First up was SproutCore presented by Charles Jolley which is what I would imagine if Javascript and Ruby on Rails had a love child together. The basic premise is to allow you to develop desktop type apps with javascript and ruby. The best part of the app is the build system which merges all your javascript and css, even spriting your images.

After SproutCore, Douglas Crockford came to pimp his new book JavaScript: The Good Parts. Ajaxian joked that it would be a 2-pager at most :lol: but Crockford said it would easily the densest book about javascript (weighing in 120 pages). A quote from the book:

Most programming languages contain good and bad parts, but JavaScript has more than its share of the bad, having been developed and released in a hurry before it could be refined. This authoritative book scrapes away these bad features to reveal a subset of JavaScript that’s more reliable, readable, and maintainable than the language as a whole-a subset you can use to create truly extensible and efficient code.
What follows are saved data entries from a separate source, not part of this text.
PR #290, opened 2022-04-06
Custom playbook action tutorial

Sheeproid:
This is my attempts at a complete first custom action guide (@arik what I did in Notion a month ago) in our docs format
I think it is a more “complete” read then Writing Playbook Actions section, maybe it can be called a “Quickstart guide” or something (it is not that quick though, and it contains a link to “Custom playbook repositories”)
[Your-first-custom-action.zip](https://github.com/robusta-dev/robusta/files/8424312/Your-first-custom-action.zip)


docs/tutorials/my-first-custom-action.rst
```diff
@@ -0,0 +1,255 @@
...
+
+.. code-block:: bash
+
+    $ kubectl get pods
+
+    NAME                                                     READY   STATUS    RESTARTS   AGE
+
+    nginx                                                    0/1     Pending   0          5h19m
+
+You wait a few minutes, but is remains the same.
```
arikalon1, line 57: Do you think we should mention the Robusta UI here. 
Like, if you're using the Robusta UI you can see it there as well

docs/tutorials/my-first-custom-action.rst
```diff
@@ -0,0 +1,255 @@
...
+        print(f"This print will be shown in the robusta logs={actual_event}")
+
+        if actual_event.type.casefold() == f'Warning'.casefold() and \
+            actual_event.reason.casefold() == f'FailedScheduling'.casefold() and \
+            actual_event.involvedObject.kind.casefold() == f'Pod'.casefold():
+            _report_failed_scheduling(event, actual_event.involvedObject.name, actual_event.message)
+
+    def _report_failed_scheduling(event: EventEvent, pod_name: str, message: str):
+        # this is how you send data to slack or other destinations
+        event.add_enrichment([
```
arikalon1, line 158: I think we need to create a finding here. 
Otherwise, the default finding is used, which has some generic fields

docs/tutorials/my-first-custom-action.rst
```diff
@@ -0,0 +1,255 @@
...
+Before we proceed, we need to enable local playbook repositories in Robusta.
+
+Follow this quick guide to learn how to package your python file for Robusta: :ref:`Custom playbook repositories`
+
+Use this useful debugging commands to make sure your action ( ``report_scheduling_failure``) is loaded:
+
+.. code-block:: bash
+
+    robusta logs # get robusta logs, see errors.
+    robusta playbooks list-dirs  # get see if you custom action was loaded
```
arikalon1, line 171: I think it's more accurate to say: "# get see if you custom action package was loaded"
`list-dirs` display loaded packages I think

docs/tutorials/my-first-custom-action.rst
```diff
@@ -0,0 +1,255 @@
...
+      account_id: XXXX
+    sinksConfig:
+    - slack_sink:
+        name: main_slack_sink
+        slack_channel: '#my-slack-channel'
+        api_key: XXXXX
+    - robusta_sink:
+        name: robusta_ui_sink
+        token: XXXXXX  # generated with `robusta gen-config`
+    clusterName: kind-kind
```
arikalon1, line 202: This is the first time we talk about kind. 
Is another clusterName is better here?

arikalon1, line 202: This is the first time we talk about kind. 
Is another clusterName is better here?

docs/tutorials/my-first-custom-action.rst
```diff
@@ -0,0 +1,255 @@
...
+    enablePrometheusStack: true
```
arikalon1, line 203: Lines 204-215 are relevant only for kind clusters.
Maybe it's easier to follow if only the relevant configuration is present

docs/tutorials/my-first-custom-action.rst
```diff
@@ -0,0 +1,255 @@
...
+
+Great!
+
+Run the scenario from the first section again (creating a bad bad configuration), and you should see this in your slack:
+
+Check our slack channel, and:
+
+.. image:: /images/example_report_scheduling_failure.png
+
+
```
arikalon1, line 251: Should we add cleanup commands. 
Like, how to clean everything we installed for the tutorial

arikalon1:
great great tutorial
left few minor comments

docs/tutorials/my-first-custom-action.rst
Sheeproid: not sure I understand . What do you see in Robusta UI? You won't see the pod (like Lens for example)

docs/tutorials/my-first-custom-action.rst
Sheeproid: what generic fields bug you? I think if we can keep the code short and simple it is best

docs/tutorials/my-first-custom-action.rst
arikalon1: Won't you see the warning event on the pod in the timeline?

docs/tutorials/my-first-custom-action.rst
arikalon1: The finding title would be: "Robusta notification"
The aggregation key (which is used for grouping in the timeline) would be: "Generic finding key"

This would make the example a little longer though:
`   
    finding = Finding(
        title=f"Pod {pod_name} Failed Scheduling",
        aggregation_key="Pod Failed Scheduling",
    )
    finding.add_enrichment([...])
    event.add_finding(finding)
`

docs/tutorials/my-first-custom-action.rst
```diff
@@ -0,0 +1,256 @@
+Your first custom action!
+######################################################
+
+Learn how to automate everything with Robusta, in *15 minutes* or less :)
```
aantn, line 4: Perhaps be more specific than "everything"

e.g: "Learn how to automate _Kubernetes error handling_ with Robusta..." or some other detailed description

docs/tutorials/my-first-custom-action.rst
```diff
@@ -0,0 +1,256 @@
...
+
+Goals
+---------------------------------------
+We’re gonna learn how to create a custom playbook using a short and made-up (but realistic) scenario.
```
aantn, line 8: "going to" not "gonna".

"gonna" is slang

aantn: I would also cut out the unecessary words. E.g:

_We’re going to a custom playbook_ and not
_We’re going learn how to create a custom playbook_

docs/tutorials/my-first-custom-action.rst
```diff
@@ -0,0 +1,256 @@
...
+
+First, we’ll describe the the scenario, and then we’ll implement a Robusta automation (Playbook) that detect this issue immediately and recommends a fix!
```
aantn, line 10: Lower case `p` in `Playbook` and `detects` not `detect`

docs/tutorials/my-first-custom-action.rst
```diff
@@ -0,0 +1,256 @@
...
+
+.. note::
+
+    It is recommended to read :ref:`Example Playbook` before starting this guide.
+
+The scenario
+---------------------------------------
+You want to create a new pod with the image “ngnix”!
+
+Being the smart person that you are, you decide save some time by copying and pasting an existing YAML file you have in your computer, and change the pod name and image to ngnix.
```
aantn, line 22: `changing` not `change`. It needs to match the tense in `copying` and `pasting`

docs/tutorials/my-first-custom-action.rst
```diff
@@ -0,0 +1,256 @@
...
+        spoiler: alert
+
+Now you start the pod by running the following command:
+
+.. code-block:: bash
+
+    $ kubectl apply -f nginx-pod.yaml
+    pod/nginx created
+
+but for some reason it it not starting (note it’s “Pending” Status):
```
aantn, line 47: Best not to start a sentence with `but` or a lowercase letter.

I would write:

_For some reason the pod doesn't start (note it’s “Pending” Status):_

docs/tutorials/my-first-custom-action.rst
```diff
@@ -0,0 +1,256 @@
...
+----
+What we need to do?
+----
+
+.. note::
+    Make sure to clean up the pod from the last section by running ``kubectl delete pod nginx``
+
+A playbook consists of two things:
+
+- Trigger - We’re gonna use a built in trigger
```
aantn, line 112: `Going to` not `gonna` here and in the next line

docs/tutorials/my-first-custom-action.rst
```diff
@@ -0,0 +1,256 @@
...
+- Action - We’re gonna write our own action!
+
+
+Finding the correct trigger
+----
+So what is the correct trigger for the job?
```
aantn, line 118: No need for `So`

docs/tutorials/my-first-custom-action.rst
```diff
@@ -0,0 +1,256 @@
...
+
+- Creation of a new pod (because we create a new pod, ‘ngnix’)
+- A Kubernetes Event is fired (because we ran kubectl get event to find out the scheduling error)
+
+Let’s look at the Trigger section about :ref:`Kubernetes (API Server)`, and try to find out triggers for both.
+Go ahead and try to find them!
+
+Okay! We find ``on_pod_create`` and ``on_event_create``
+
+We’ll use ``on_event_create``, because in this case ``on_pod_create`` is not even called because the pod is not created.
```
aantn, line 129: Are you sure about this? I would expect `on_pod_create` to be called because the Kubernetes pod resource is created... It even shows up in `kubectl get pods`.

The pod's status is pending and the pod was never scheduled, but the pod object itself was still created.

docs/tutorials/my-first-custom-action.rst
```diff
@@ -0,0 +1,256 @@
...
+
+Writing the action
+----
+
+Now we need to write code that checks this event and reports it. To find out the correct event class that matches our trigger ``on_event_create``. please take a look at :ref:`Event Hierarchy`.
```
aantn, line 134: `To find the correct...` not `To find out`...

docs/tutorials/my-first-custom-action.rst
Sheeproid: done

docs/tutorials/my-first-custom-action.rst
Sheeproid: I think it makes it more complicated, so I won't use it.

docs/tutorials/my-first-custom-action.rst
```diff
@@ -0,0 +1,256 @@
...
+    robusta playbooks delete <PLAYBOOK_FOLDER> # remove the playbook we just added from Robusta
+
+    # Remove "customPlaybooks" and "playbooksPersistentVolume" from you config, and then run helm upgrade
+    helm upgrade robusta robusta/robusta --values=generated_values.yaml
+
+
+Summary
+-------------------------------------
+
+We learned how to solve a real problem (pod not scheduling) only once and have Robusta automate it in the future for all our happy co-workers (and future us) to enjoy.
```
aantn, line 257: Should we add something here like:

This example of an unschedulable pod is actually covered by Robusta out of the box (if you enable the builtin Prometheus stack) but you can see how easy it is to track any error you like and send it to a notifications system with extra data.

aantn (commented):
Strongly like. Leaving some comments.

docs/tutorials/my-first-custom-action.rst
arikalon1: Your call obviously.
But I think calling only event.add_enrichment() isn't the correct use of our API.
This approach should be used only when chaining few playbooks using the same finding, like in alerts enrichers.
There, the created finding has meaning.

In general, if one needs to create a finding, he needs to create both the finding and the enrichment.
@aantn your thoughts about this?

aantn: @arikalon1 you're correct (and we should document it somewhere) but for the sake of the tutorial I think either is fine.

docs/tutorials/my-first-custom-action.rst
Sheeproid: When I tried it, it did not work. Maybe we can try together If you'd like. I don't want to change the rest of the tutorial, so maybe we can choose on_event_create for other reason, for example because it contains the information we need. What do you think?

aantn: Sounds good to me. Happy to look at this together at some point.

For now, you can just write something like:

_We'll use `on_event_create` in this tutorial because it will be easier to identify scheduling issues by looking at the event._

PR #292, opened 2022-04-07
added Context flag

### LINKED ISSUE #277: Add --context flag to all robusta cli commands to run them on a given kube config context
E.g. `robusta gen-config --context=other-cluster`

AvineshTripathi:
fixes #277

### DIFF
--- a/src/robusta/cli/main.py
+++ b/src/robusta/cli/main.py
@@ -87,11 +87,16 @@ class HelmValues(BaseModel):
         )
 
 
-def guess_cluster_name():
+def guess_cluster_name(context):
     with click_spinner.spinner():
         try:
             all_contexts, current_context = config.list_kube_config_contexts()
+            if context is not None:
+                for i in range(len(all_contexts)):
+                    if all_contexts[i].get('name') == context:
+                        return context
             if current_context and current_context.get("name"):
+                typer.echo("default")
                 return current_context.get("name")
         except Exception:  # this happens, for example, if you don't have a kubeconfig file
             typer.echo("Error reading kubeconfig to generate cluster name")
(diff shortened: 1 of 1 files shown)


AvineshTripathi:
@kingsathurthi

src/robusta/cli/main.py
```diff
@@ -87,11 +87,16 @@ def set_pod_configs_for_small_clusters(self):
...
 
-def guess_cluster_name():
+def guess_cluster_name(context):
     with click_spinner.spinner():
         try:
             all_contexts, current_context = config.list_kube_config_contexts()
+            if context is not None:
+                for i in range(len(all_contexts)):
+                    if all_contexts[i].get('name') == context:
+                        return context
```
Avi-Robusta, line 97: this returns the context name, not the cluster name (they can be different based on how the context is defined)
for example `kubectl config --kubeconfig=config-demo set-context dev-frontend --cluster=development --namespace=frontend --user=developer`
to return the actual cluster name you would want:
`all_contexts[i].get('context').get('cluster')` 
to return the cluster with that name

src/robusta/cli/main.py
```diff
@@ -87,11 +87,16 @@ def set_pod_configs_for_small_clusters(self):
...
             if current_context and current_context.get("name"):
+                typer.echo("default")
```
Avi-Robusta, line 99: no need to add this log here

src/robusta/cli/main.py
```diff
@@ -87,11 +87,16 @@ def set_pod_configs_for_small_clusters(self):
         )
 
 
-def guess_cluster_name():
+def guess_cluster_name(context):
     with click_spinner.spinner():
         try:
             all_contexts, current_context = config.list_kube_config_contexts()
+            if context is not None:
+                for i in range(len(all_contexts)):
```
Avi-Robusta, line 95: if there is no context with the context name given to the function
i would have typer print something like, no context exists with the name '{context}', your current context is ... 
so that way the user has an idea why the context he inserted didnt display the cluster he wanted

Avi-Robusta:
Great job!!! Needs a few small changes but over all excellent work!

src/robusta/cli/main.py
AvineshTripathi: opps! I was trying to debug so added this that time

src/robusta/cli/main.py
AvineshTripathi: currently for default case without ```--context``` flag we return the ```current_context.get('name')``` so are we suppose to change that as well into returning the name of cluster

Avi-Robusta: yea, it looks like a bug

AvineshTripathi:
done with the fixes @Avi-Robusta

Avi-Robusta:
great job

PR #294, opened 2022-04-17
fixed formatting issues. added logs of all events in case the bug in …

djarv1337:
…https://www.notion.so/ImagePullBackoff-enhancement-c5ab846506f7470cbc83ff4de808fa3e is reproduced in the future, so we can understand why it occurs


arikalon1:
LGTM

PR #295, opened 2022-04-20
renamed, and updated docs

Avi-Robusta:


playbooks/robusta_playbooks/pod_troubleshooting.py
```diff
@@ -297,15 +297,15 @@ def debugger_stack_trace(event: PodEvent, params: DebuggerParams):
 def python_process_inspector(event: PodEvent, params: DebuggerParams):
     """
 
-    Create a finding with alternative debugging options for received processes ; i.e. Stack-trace or Memory-trace.
+    Prompts the user with debugging options for all python processes currently running in the pod.
```
aantn, line 300: Excellent

aantn:
@Avi-Robusta looks good.

Can you also add a screenshot for each playbook to `playbooks/robusta_playbooks/images`? 

The image will automatically be added to the docs if it has the same name as the playbook function.

aantn (changes requested):
Please add the images. Other than that looks good.

aantn:
@Avi-Robusta hmm, sorry to nitpick but after looking at the images I'm slightly confused. Does `python_process_inspector` let you choose between the different debugging options (like we do in `java_process_inspector`) or is it just a wrapper for the stack trace playbook which asks you to choose a process first?

I'd like to keep it as consistent as possible with the other one to avoid confusion.

Avi-Robusta:
currently it is just stack trace but it used to have memory too, i think it was removed because it was determined to be less useful but it can be added again

PR #296, opened 2022-04-22
Related pods action

arikalon1:
Bug fix - Node creation time may change on node upgrade - add it to the diff


src/robusta/core/model/nodes.py
```diff
@@ -27,56 +27,7 @@ def __eq__(self, other):
         if not isinstance(other, NodeInfo):
             return NotImplemented
 
-        ignored_fields = ["deleted", "node_creation_time"]  # node_creation_time never changes
+        ignored_fields = ["deleted"]
```
Avi-Robusta, line 30: any reason why we stopped ignoring this? i think it should be in nodeInfo but i was wondering if we saw the time changes.

src/robusta/core/sinks/robusta/robusta_sink.py
```diff
@@ -191,7 +192,7 @@ def __to_node_info(cls, node: Node) -> Dict:
 
     @classmethod
     def __from_api_server_node(
-        cls, api_server_node: Node, pod_requests: List[PodRequests]
+        cls, api_server_node: Node, pod_requests: List[PodResources]
```
Avi-Robusta, line 195: confusing name for pod_requests list and pod_requests function we import

Avi-Robusta: if we didnt use both on this sinc i would say its no issue, would just rename to pod_requests_list

playbooks/robusta_playbooks/k8s_resource_enrichments.py
```diff
@@ -0,0 +1,52 @@
...
+        return
+
+    if resource.kind == "Pod":
+        pods = [resource]
+    else:
+        selector = build_selector_query(resource.spec.selector)
+        pods = PodList.listNamespacedPod(namespace=resource.metadata.namespace, label_selector=selector).obj.items
+
+    rows = []
+    for pod in pods:
```
Avi-Robusta, line 32: looks good, i personally would wrap everything in a function `generate_related_pod_row` but its fine like this

src/robusta/core/playbooks/playbooks_event_handler_impl.py
```diff
@@ -79,6 +79,10 @@ def run_actions(
```
Avi-Robusta, line 79: unrelated to your code i had a question about line 39
`if execution_event:  # might not exist for unsupported k8s types`
which ones do we not support?

src/robusta/integrations/slack/sender.py
```diff
@@ -189,6 +189,15 @@ def __send_blocks_to_slack(
         )
         other_blocks = [b for b in report_blocks if not isinstance(b, FileBlock)]
 
+        # wide tables aren't displayed properly on slack. looks better in a text file
+        table_blocks = [b for b in other_blocks if isinstance(b, TableBlock)]
+        for table_block in table_blocks:
+            if len(table_block.headers) > 4:
```
Avi-Robusta, line 195: I would make the 4 something like MAX_HEADERS_AMNT_FOR_SLACK_TABLE=4 at the top of the file to make it easier to find and change in the future

Avi-Robusta:
Looks good, nothing critical to change

src/robusta/core/model/nodes.py
arikalon1: Yeah, the time changes when you upgrade the node.
I wrote it in the comment

src/robusta/integrations/slack/sender.py
arikalon1: fixed

src/robusta/core/playbooks/playbooks_event_handler_impl.py
arikalon1: We don't support CronJobs, Secrets, Ingresses
k8s has many resource types. You can run `kubectl api-resources` to see
In addition, we don't support CRDs yet
The list of our supported types is in `generate_kubernetes_code.py`

playbooks/robusta_playbooks/k8s_resource_enrichments.py
arikalon1: fixed

src/robusta/core/sinks/robusta/robusta_sink.py
arikalon1: fixed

I’ll definitely be picking this one up.

Somebody (I don’t recall who) mentioned flotr, a javascript charting library. It’s been around for a while but this is the first I’ve looked at it. There are definite benefits in doing charting in canvas versus flash but my worry is IE6 and 7 support. Even though IE 6/7 are supported through ExCanvas, I still don’t feel comfortable with the landscape.

Easily the best presso of the night was from the 280 North founders showing off not only their upcoming app 280 Slides but the framework that it is built on. Ross Boucher and crew asked the folks to keep the wraps on what was shown at the meetup so I won’t delve into it much more. All I can say is the app is far superior to any of the current online slideshow offerings out there right now. It basically looked and functioned (very speedily too!) like a normal desktop application. The framework which has been in development for over 2 years is unlike anything out right now. I’m not sold on it yet but they stated that their plan is to open source it so I’m looking forward to getting my hands on it when they do.

By far the funniest moment of the night was when Yehuda Katz was demoing ruby-spidermonkey. Right before he showed an example using ‘with’, he turns to Crockford and says “Sorry Doug”. :) The entire room started laughing which meant everybody in attendance was a bonafide javascript geek. Awesome.